Below are records; please set down exactly the lines from the first through the one containing "SET search_path TO ag_catalog;".

══ Data extracts

PR #1678, opened 2024-03-15
Fix bogus failure of test expr

saygoodbyye:
All discussions were conducted in #1439 
Changes:

1) force_parallel_mode was set to 'regress' to avoid "CONTEXT: parallel worker" message appear
2) fixed unsorted output in the specified query

PR #1772, opened 2024-04-19
Fix slow running regression test expr

rafsun42:
Fixes slow runtime, introduced in PR #1678, of the regression test expr. This patch sets the config param `force_parallel_mode TO regress` only to a selective query rather than the entire expr.sql file.

### DIFF
--- a/regress/expected/expr.out
+++ b/regress/expected/expr.out
@@ -19,7 +19,6 @@
 SET extra_float_digits = 0;
 LOAD 'age';
 SET search_path TO ag_catalog;
-SET force_parallel_mode TO regress;
 SELECT * FROM create_graph('expr');
 NOTICE:  graph "expr" has been created
  create_graph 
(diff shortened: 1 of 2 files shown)


rafsun42:
@saygoodbyye This PR fixes the slow runtime of expr that John mentioned in #1678. Could you verify if it still solves your original issue?

jrgemignani:
@rafsun42 I can confirm that this PR addresses the slow `expr` regression test.

From -

`test expr                         ... ok         5277 ms`

To -

`test expr                         ... ok         1022 ms`

saygoodbyye:
@rafsun42, Thank you! There really was a mistake on my part. I didn’t pay attention to the execution time of the tests. This pull request fixes the problem

dehowef (approved):

dehowef:
Great work! I'll go ahead and merge this. @saygoodbyye Thanks for your contribution, this stuff happens~

jrgemignani:
@rafsun42 Thank you for fixing this!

════

Answer to this task
PR #1678, opened 2024-03-15
Fix bogus failure of test expr

saygoodbyye:
All discussions were conducted in #1439 
Changes:

1) force_parallel_mode was set to 'regress' to avoid "CONTEXT: parallel worker" message appear
2) fixed unsorted output in the specified query

PR #1772, opened 2024-04-19
Fix slow running regression test expr

rafsun42:
Fixes slow runtime, introduced in PR #1678, of the regression test expr. This patch sets the config param `force_parallel_mode TO regress` only to a selective query rather than the entire expr.sql file.

### DIFF
--- a/regress/expected/expr.out
+++ b/regress/expected/expr.out
@@ -19,7 +19,6 @@
 SET extra_float_digits = 0;
 LOAD 'age';
 SET search_path TO ag_catalog;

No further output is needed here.